Hello there. I am working with a construction in which I have a category of "measured" arrows, such that every arrow in a hom collection is annotated not merely with a source and target object, but also a "measurement" that is valued in some monoid. the measurements of an identity arrow and a composition of arrows work as you might expect.

i am not sure what to call this kind of thing, and i can't seem to neatly reconcile it with existing concepts i'm (admittedly tenuously) familiar with, such as enrichment. as near as i can see, if a category is a "monad in Prof", this thing is like some kind of 2-categorical analogue of a "graded monad" or "lax monoidal pseudofunctor into Prof".

is there already a name for this concept, and is there some less awkward way of thinking about this than a "graded monad in Prof"?

Nathanael Arkor (Sep 19 2021 at 22:10):

If you consider the monoid as a one-object category, this is just a functor from your category to the monoid: each arrow gets sent to a monoid element (viewed as an endomorphism), in such a way that composition respects the monoidal structure.

Asad Saeeduddin (Sep 19 2021 at 22:29):

Ah, very nice; i didn't see that coming.
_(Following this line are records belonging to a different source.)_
PR #865, opened 2026-02-19
feat: support pgbouncer for multitenant database

fenos:

Feat

No support for pooler on multitenant database

## What is the new behavior?

- Support pooler on multitenant database
- Pre-configured pgbouncer using AWS instance size calculations to determine the right configuration
- Configuring Queue to use the connection pooler
- Added optional configuration to AWS S3 Client to turn off Checksums
- Updated CI to publish and build the new image storage-otel

### DIFF
--- a/src/app.ts
+++ b/src/app.ts
@@ -59,6 +59,15 @@ const build = (opts: buildOpts = {}): FastifyInstance => {
   app.addSchema(schemas.authSchema)
   app.addSchema(schemas.errorSchema)
 
+  // Fixes security vulnerability:
+  // https://hackerone.com/reports/3464114
+  app.addHook('onRequest', async (request, reply) => {
+    const contentType = request.headers['content-type']
+    if (contentType && contentType.includes('\t')) {
+      return reply.code(400).send({ error: 'Invalid Content-Type header' })
+    }
+  })
+
   app.register(plugins.signals)
   app.register(plugins.tenantId)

Thank you!

Asad Saeeduddin (Sep 19 2021 at 22:52):

It's kind of interesting. On paper, these seem like entirely equivalent representations of the concept. But computationally, they seem to be very different. In one approach it is possible to map a triple of a monoid element, source object and target object to an appropriate type of arrows. But when the functor is from the category to the monoid, the type of morphisms of a given measurement involves a comprehension over the collection of all the arrows in a given hom.

Matteo Capucci (he/him) (Sep 20 2021 at 06:59):

The Para construction is quite similar: if you have a monoid acting on a category, it produces a category with the same objects but where an arrow $X \to Y$ is given by a choice of an element of the monoid, say $p$, and an arrow $p \bullet X \to Y$

Max New (Sep 30 2021 at 13:49):

So yes, these are "just" functors to a monoid, but there are usually two ways to look at indexing: a fibration can be viewed as a functor satisfying certain lifting properties, or its corresponding functor to Cat. In general a functor $X \to Y$ is the same as a lax functor from $Y$ to Span (or normal lax functor to Prof). So in your case, your monoid-indexed category is the same as a lax functor from the monoid to Span, which probably reads more closely to the original definition you gave. Your intuition that the latter presentation is nicer "computationally" has been argued here: https://arxiv.org/abs/1705.04296

Mike Shulman (Sep 30 2021 at 17:55):

I think this is also the same as a category enriched over the monoidal category $Set^M$, with Day convolution monoidal structure induced from your monoid $M$ regarded as a discrete category.

Dylan McDermott (Oct 05 2021 at 10:36):

Richard Wood's thesis (https://dalspace.library.dal.ca/handle/10222/55465) is about these. His large V-categories (Def 1.1) are like categories, but where each morphism is annotated with an object of $V$ (where $V$ is a monoidal category, such as a monoid viewed as a discrete category). Wood shows (Thm 1.6) that large $V$-categories are categories enriched in $\mathrm{Set}^{V^{\mathrm{op}}}$ with Day convolution.